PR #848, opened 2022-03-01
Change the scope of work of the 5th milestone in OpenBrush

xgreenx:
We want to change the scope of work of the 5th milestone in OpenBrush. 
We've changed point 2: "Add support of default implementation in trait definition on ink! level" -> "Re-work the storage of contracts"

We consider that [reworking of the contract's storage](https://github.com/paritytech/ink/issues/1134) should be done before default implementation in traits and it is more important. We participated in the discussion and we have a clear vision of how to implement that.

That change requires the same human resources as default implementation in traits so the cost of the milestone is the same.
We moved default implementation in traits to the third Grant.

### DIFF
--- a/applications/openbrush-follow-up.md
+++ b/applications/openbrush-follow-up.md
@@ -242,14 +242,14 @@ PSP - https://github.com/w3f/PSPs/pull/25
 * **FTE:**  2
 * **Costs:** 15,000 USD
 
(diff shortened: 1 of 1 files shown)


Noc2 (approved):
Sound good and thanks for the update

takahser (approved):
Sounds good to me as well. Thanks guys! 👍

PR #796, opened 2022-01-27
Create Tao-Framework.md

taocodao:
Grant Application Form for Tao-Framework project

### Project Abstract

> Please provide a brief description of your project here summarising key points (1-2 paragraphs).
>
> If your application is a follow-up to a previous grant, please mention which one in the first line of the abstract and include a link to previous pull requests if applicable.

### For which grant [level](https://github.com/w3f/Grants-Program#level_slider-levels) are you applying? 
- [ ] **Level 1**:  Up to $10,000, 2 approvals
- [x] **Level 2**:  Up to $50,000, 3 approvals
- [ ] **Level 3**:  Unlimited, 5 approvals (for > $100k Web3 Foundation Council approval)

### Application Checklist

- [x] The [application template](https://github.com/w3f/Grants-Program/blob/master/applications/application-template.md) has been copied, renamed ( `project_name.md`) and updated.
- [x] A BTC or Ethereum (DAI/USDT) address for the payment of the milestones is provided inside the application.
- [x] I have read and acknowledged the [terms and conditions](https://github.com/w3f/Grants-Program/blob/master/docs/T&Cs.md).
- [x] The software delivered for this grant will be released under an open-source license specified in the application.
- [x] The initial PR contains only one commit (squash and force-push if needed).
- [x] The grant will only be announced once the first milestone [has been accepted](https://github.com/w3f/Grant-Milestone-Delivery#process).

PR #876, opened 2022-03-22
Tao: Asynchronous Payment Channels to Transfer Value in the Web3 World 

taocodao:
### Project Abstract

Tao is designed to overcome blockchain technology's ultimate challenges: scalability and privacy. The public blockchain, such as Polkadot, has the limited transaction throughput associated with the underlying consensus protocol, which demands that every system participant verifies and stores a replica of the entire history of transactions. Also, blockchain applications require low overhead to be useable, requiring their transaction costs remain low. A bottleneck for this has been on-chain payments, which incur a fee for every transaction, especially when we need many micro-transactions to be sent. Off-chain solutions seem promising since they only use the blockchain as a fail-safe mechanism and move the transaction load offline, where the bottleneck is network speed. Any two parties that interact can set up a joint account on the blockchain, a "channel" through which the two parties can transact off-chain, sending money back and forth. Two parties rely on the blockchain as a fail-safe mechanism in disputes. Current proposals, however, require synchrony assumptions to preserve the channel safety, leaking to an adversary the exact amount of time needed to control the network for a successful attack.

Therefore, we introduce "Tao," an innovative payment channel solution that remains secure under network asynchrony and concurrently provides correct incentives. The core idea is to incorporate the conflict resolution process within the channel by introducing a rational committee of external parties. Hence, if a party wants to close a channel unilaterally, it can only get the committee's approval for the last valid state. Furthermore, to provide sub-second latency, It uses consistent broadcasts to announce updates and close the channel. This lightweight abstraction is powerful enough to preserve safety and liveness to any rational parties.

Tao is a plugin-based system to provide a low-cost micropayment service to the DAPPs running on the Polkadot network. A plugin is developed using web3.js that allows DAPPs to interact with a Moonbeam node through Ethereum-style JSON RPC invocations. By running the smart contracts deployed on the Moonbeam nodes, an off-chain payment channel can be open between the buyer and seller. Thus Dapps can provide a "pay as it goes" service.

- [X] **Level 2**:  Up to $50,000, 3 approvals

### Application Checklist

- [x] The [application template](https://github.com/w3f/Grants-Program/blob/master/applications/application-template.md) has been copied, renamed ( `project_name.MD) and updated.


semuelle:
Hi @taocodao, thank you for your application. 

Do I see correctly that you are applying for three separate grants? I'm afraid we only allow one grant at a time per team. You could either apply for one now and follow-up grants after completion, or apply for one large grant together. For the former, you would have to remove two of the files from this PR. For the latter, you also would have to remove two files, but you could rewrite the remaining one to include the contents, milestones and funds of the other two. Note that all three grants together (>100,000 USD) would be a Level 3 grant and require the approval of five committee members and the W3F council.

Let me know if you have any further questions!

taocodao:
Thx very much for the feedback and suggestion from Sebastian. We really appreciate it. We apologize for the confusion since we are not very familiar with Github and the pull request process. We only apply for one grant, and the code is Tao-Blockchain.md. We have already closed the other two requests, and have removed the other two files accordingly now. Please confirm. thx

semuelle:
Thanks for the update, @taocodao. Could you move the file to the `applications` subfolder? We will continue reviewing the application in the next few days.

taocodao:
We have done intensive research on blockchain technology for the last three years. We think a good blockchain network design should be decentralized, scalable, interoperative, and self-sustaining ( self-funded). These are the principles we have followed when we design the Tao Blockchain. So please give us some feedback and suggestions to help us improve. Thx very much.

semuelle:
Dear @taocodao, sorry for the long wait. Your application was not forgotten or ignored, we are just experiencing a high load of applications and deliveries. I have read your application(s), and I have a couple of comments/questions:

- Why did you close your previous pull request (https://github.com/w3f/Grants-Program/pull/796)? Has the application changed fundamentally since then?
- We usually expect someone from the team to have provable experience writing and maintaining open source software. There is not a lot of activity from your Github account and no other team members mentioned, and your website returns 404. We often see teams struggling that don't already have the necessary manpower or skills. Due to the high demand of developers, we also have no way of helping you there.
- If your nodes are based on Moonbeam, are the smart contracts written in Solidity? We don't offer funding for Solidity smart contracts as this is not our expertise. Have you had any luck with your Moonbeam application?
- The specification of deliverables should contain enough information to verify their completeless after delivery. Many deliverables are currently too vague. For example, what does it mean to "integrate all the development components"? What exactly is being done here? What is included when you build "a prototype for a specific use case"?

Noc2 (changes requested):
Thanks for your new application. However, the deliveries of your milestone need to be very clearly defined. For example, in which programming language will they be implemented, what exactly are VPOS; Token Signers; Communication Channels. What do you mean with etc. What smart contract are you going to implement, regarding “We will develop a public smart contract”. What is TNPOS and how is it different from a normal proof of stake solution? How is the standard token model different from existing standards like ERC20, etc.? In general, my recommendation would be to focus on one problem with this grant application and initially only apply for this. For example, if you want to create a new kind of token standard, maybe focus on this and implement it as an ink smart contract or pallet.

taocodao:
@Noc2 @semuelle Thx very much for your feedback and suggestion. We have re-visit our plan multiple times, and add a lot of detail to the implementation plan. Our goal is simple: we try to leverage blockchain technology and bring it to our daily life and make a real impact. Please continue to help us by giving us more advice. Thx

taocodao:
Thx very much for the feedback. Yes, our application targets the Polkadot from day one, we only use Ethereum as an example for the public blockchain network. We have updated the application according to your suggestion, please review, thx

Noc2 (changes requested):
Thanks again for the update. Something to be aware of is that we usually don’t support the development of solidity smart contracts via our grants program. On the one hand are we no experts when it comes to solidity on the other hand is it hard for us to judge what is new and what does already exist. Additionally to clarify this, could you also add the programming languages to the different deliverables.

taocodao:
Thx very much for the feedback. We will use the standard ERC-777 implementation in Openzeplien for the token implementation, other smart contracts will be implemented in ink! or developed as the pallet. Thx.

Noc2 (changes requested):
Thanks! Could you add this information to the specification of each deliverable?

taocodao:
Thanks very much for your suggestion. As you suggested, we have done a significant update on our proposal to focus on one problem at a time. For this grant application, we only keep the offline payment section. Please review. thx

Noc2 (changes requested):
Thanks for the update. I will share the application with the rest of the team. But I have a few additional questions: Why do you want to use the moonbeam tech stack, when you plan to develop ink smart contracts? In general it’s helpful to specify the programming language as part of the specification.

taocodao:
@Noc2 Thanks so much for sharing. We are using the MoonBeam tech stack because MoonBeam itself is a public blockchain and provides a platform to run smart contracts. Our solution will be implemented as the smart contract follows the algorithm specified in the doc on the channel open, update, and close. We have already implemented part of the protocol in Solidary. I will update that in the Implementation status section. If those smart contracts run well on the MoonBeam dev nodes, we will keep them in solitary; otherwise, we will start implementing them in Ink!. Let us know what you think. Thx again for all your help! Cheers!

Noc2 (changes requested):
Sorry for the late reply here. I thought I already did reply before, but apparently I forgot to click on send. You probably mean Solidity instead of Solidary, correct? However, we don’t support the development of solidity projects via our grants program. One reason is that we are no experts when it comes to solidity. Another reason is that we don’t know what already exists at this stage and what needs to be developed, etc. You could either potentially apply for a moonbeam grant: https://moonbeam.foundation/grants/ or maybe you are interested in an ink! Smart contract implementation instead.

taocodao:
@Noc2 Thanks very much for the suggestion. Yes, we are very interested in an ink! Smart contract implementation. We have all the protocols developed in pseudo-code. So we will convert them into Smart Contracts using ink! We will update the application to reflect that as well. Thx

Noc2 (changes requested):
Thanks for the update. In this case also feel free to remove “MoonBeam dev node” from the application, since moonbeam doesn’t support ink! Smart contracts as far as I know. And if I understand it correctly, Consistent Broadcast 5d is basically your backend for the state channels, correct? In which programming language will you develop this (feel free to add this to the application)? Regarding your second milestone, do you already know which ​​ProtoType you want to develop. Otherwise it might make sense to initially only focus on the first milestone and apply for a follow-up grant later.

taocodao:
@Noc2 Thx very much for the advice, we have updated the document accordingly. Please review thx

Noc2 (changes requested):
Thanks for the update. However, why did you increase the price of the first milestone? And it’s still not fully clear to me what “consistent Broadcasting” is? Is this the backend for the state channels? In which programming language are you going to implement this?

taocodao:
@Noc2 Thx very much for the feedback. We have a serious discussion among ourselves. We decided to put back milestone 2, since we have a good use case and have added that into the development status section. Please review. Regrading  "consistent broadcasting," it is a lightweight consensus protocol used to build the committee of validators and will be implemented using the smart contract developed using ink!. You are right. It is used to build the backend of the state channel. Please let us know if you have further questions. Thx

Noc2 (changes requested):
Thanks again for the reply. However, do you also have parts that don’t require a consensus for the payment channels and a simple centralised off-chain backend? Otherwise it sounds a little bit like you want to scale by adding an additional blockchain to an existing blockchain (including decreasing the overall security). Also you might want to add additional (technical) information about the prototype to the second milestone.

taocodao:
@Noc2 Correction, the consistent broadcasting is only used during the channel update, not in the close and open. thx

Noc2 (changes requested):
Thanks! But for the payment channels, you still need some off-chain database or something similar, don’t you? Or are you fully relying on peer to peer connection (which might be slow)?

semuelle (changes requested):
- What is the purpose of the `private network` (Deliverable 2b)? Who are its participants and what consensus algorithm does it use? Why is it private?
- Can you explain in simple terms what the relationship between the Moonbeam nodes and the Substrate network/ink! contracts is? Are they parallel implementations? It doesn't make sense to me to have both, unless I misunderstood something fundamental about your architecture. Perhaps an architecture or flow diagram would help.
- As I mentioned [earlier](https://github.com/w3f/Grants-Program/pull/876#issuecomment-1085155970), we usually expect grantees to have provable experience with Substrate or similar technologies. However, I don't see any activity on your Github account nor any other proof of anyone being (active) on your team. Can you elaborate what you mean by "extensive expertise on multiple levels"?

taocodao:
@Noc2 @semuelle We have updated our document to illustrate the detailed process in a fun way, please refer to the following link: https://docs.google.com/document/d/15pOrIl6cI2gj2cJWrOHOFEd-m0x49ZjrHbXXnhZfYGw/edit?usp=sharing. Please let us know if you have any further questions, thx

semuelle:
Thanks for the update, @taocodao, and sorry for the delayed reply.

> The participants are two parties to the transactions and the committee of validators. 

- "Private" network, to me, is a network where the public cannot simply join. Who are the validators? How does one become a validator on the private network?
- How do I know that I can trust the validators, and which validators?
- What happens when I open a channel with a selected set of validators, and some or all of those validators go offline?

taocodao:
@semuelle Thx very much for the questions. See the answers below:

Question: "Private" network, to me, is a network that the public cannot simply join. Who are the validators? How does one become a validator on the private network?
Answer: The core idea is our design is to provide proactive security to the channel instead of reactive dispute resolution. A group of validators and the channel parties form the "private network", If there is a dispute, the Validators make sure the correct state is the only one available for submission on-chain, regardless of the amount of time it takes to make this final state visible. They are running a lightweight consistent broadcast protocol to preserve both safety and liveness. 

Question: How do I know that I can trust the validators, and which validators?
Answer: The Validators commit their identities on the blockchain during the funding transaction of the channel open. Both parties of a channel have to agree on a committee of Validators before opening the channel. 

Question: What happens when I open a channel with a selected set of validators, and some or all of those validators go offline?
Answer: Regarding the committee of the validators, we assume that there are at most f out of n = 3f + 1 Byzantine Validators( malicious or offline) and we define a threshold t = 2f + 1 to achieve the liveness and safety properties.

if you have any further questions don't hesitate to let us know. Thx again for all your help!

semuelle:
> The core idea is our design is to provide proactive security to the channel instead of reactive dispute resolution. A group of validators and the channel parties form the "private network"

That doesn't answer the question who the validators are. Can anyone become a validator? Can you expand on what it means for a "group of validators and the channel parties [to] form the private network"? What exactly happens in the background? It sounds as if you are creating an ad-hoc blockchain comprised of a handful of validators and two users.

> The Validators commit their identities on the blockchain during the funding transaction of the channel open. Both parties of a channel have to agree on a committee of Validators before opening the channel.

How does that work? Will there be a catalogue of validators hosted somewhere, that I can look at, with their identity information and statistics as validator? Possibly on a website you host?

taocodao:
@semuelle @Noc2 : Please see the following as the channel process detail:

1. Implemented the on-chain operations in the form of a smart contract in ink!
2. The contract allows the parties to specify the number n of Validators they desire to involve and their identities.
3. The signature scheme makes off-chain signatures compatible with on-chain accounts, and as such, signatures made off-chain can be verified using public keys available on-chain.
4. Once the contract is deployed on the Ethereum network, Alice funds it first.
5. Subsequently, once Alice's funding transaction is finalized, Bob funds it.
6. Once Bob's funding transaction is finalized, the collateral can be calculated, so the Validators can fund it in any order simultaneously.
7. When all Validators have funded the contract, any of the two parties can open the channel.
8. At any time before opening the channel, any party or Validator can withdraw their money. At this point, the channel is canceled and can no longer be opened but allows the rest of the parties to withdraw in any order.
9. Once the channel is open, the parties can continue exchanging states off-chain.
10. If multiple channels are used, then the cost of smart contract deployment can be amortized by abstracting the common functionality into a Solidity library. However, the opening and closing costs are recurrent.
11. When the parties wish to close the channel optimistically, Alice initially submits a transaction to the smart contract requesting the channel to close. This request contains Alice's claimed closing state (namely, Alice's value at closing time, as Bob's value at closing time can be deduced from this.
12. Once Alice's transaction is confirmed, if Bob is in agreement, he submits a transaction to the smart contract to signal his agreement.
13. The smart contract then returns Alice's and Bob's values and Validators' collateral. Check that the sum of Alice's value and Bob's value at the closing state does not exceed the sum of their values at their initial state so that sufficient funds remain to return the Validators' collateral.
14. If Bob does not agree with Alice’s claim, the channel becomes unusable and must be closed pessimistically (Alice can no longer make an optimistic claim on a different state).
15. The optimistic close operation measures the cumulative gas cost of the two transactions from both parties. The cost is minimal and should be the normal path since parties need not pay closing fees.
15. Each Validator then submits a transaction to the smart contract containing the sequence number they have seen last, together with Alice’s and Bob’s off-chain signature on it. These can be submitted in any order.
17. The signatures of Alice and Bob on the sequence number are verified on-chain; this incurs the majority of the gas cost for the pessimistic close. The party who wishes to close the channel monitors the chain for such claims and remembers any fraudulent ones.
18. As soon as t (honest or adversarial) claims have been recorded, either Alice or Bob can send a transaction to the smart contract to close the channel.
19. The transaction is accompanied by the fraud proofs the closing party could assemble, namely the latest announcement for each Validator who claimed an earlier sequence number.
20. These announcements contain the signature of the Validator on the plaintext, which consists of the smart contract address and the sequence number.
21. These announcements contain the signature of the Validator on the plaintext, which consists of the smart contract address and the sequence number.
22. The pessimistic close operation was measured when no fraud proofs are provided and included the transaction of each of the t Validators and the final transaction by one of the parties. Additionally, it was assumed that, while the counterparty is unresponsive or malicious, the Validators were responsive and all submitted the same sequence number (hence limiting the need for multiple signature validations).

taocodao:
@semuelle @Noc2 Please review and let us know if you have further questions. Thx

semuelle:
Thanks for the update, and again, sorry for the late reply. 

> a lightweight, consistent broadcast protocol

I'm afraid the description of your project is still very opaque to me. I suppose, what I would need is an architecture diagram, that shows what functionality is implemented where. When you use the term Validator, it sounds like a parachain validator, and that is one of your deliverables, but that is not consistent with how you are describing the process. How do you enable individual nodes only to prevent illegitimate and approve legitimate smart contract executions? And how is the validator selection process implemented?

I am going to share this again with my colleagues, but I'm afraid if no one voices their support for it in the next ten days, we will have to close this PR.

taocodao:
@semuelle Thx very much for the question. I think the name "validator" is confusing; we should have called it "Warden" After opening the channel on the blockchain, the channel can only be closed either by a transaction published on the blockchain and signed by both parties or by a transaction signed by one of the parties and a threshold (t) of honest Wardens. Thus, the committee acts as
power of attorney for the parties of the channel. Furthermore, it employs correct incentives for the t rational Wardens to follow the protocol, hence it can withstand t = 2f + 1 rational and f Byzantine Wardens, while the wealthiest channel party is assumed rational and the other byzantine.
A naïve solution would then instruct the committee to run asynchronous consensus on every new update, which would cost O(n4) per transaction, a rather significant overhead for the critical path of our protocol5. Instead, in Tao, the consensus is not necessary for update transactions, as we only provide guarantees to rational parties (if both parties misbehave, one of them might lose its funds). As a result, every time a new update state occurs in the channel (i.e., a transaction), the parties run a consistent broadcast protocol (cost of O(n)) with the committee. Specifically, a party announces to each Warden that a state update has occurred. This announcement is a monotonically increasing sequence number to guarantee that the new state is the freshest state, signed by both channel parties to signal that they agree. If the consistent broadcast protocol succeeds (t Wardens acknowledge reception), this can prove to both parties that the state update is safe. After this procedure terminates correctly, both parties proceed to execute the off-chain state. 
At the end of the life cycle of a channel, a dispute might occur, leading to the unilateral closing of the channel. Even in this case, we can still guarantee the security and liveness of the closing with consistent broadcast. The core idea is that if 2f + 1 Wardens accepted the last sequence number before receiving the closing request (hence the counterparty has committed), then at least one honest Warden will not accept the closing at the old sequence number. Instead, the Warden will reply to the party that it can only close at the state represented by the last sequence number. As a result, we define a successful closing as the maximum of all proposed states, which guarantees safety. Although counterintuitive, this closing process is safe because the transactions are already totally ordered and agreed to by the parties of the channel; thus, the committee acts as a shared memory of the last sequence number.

**WHAT NEEDS TO BE DONE**
In how many lines of the data does the string "selected" appear? Only the number should be given.

**EXERCISE OUTPUT**
2